— Required work —
Whenever a line contains the string "file", copy it out of the entries.

— Extracted entries —

PR #4892, opened 2026-01-02
Update ferc1 data source docs

zaneselvans:
# Overview

- While doing some other maintenance I noticed that the FERC Form 1 data source docs page was pretty out of date and didn't reflect the current state of the project, so I updated it.
- Added Catalyst publications to the bibliography (presentations, software packages, etc.)
- Removed the incomplete and not really updated set of Zenodo dataset references in the bibliography, and replaced it with a general link to the Catalyst Cooperative Community, which houses all of the data archives.
- Replaced a few unnecessary hard-coded RTD URLs in the docs with RST relative links or references.
- Tried to clarify the new pixi setup docs.

## Testing

- Built the docs locally and inspected the pages I changed.

## To-do list

### DIFF
--- a/docs/dev/dev_setup.rst
+++ b/docs/dev/dev_setup.rst
@@ -80,7 +80,6 @@ our tests. Previously we used a mix of ``mamba``, ``conda-lock``, and ``make`` t
 provide this functionality. Pixi is much faster, more flexible, under very active,
 development, and lets us use one tool instead of three.
 
-
 See `the Pixi installation guide <https://pixi.prefix.dev/latest/installation/>`__.
 
 With ``pixi`` installed, to install all of PUDL's dependencies and set up the
@@ -91,19 +90,24 @@ development environment, from the root of the PUDL repository run:
     $ pixi install
 
 This will create the environment and install the PUDL package in editable mode. Pixi
-automatically activates the environment when you run commands with ``pixi run``, so you
-don't need to manually activate environments like you would with conda. If you prefer
-to enable the environment and forget about it, you can use ``pixi shell``, but note
-that this may complicate switching between different environments.
+automatically runs commands within the environment associated with your current
+directory when you prefix them with ``pixi run``, so you don't need to manually activate
+environments like you would with conda. If you prefer to enable the environment and
+forget about it, you can use ``pixi shell``, but note that you will need to run ``exit``
+to get out of that shell when switching environments.
 
-To see all available tasks defined in the project, run:
+``pixi run`` is also used to run tasks that have been defined in ``pyproject.toml``.
+To see all the available tasks defined in the project, run:
 
 .. code-block:: console
 
     $ pixi task list
 
-There's also additional information about running tests in the :doc:`testing`
-documentation.
+When defining a new task, make sure the name doesn't clash with a generic shell command,
+otherwise the named task will take precedence and make it impossible to run the shell
+command in the pixi environment.
+
+There's additional information about running tests in the :doc:`testing` documentation.
 
 -------------------------------------------------------------------------------
 Updating the PUDL Development Environment
--- a/docs/templates/ferc1_child.rst.jinja
+++ b/docs/templates/ferc1_child.rst.jinja
@@ -42,12 +42,12 @@ following criteria for three consecutive years prior to reporting:
 .. note::
 
    Publicly owned utilities and member-owned electric cooperatives are not required
-   to file the FERC Form 1. However, many of them do file the analogous USDA Forms
-   7 and 12.
+   to file the FERC Form 1. However, many of them do file the analogous USDA Rural
+   Utilities Service (RUS) Forms 7 and 12.
 
-Annual responses are due in April of the following year, with new XBRL filings being
-added to FERC's RSS feed on a rolling basis. Revisions and late filings typically
-continue to trickle in for months after the filing deadline.
+Annual responses are due in April of the following year, with new XBRL filings added to
+FERC's RSS feed on a rolling basis. Revisions and late filings typically continue to
+trickle in for months after the filing deadline.
 {% endblock %}
 
 {% block original_data %}
@@ -56,12 +56,12 @@ General Comments
 ~~~~~~~~~~~~~~~~
 
 The FERC 1 database is poorly normalized and the data itself does not appear to be
-subject to much quality control. For more detailed context and documentation on a
-table-by-table basis, look at :doc:`/data_dictionaries/ferc1_db`.
+subject to much quality control. For this reason, we strongly encourage the use of
+the processed FERC data in the PUDL database when it is available.
 
-Many of the FERC Form 1 tables in PUDL contain a ``record_id`` that indicates what
-original table and record in either the XBRL or DBF derived SQLite databases the data
-came from for forensic / data provenance purposes. The ``record_id`` is NOT in general a
+To identify the source data for each record, many of the FERC Form 1 tables in PUDL
+contain a ``record_id`` field that indicates what table and record originates from (in
+either the XBRL or DBF-derived SQLite databases). The ``record_id`` is not in general a
 unique identifier within a given PUDL database table, because in many cases the original
 data has been reshaped and normalized such that several records in the PUDL database can
 be traced back to a single record in the original data.
@@ -129,11 +129,21 @@ performed on the column inaccurate. Sometimes there are values reported for the 
 rows and not the individual plants making them difficult to simply remove. Moreover,
 these duplicate rows are incredibly difficult to identify.
 
-To improve the usability of this data we have manually compiled a mapping between the
-FERC utility IDs (which differ between the DBF and XBRL data) and EIA utility IDs,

— Response for this exercise —
-   to file the FERC Form 1. However, many of them do file the analogous USDA Forms
+   to file the FERC Form 1. However, many of them do file the analogous USDA Rural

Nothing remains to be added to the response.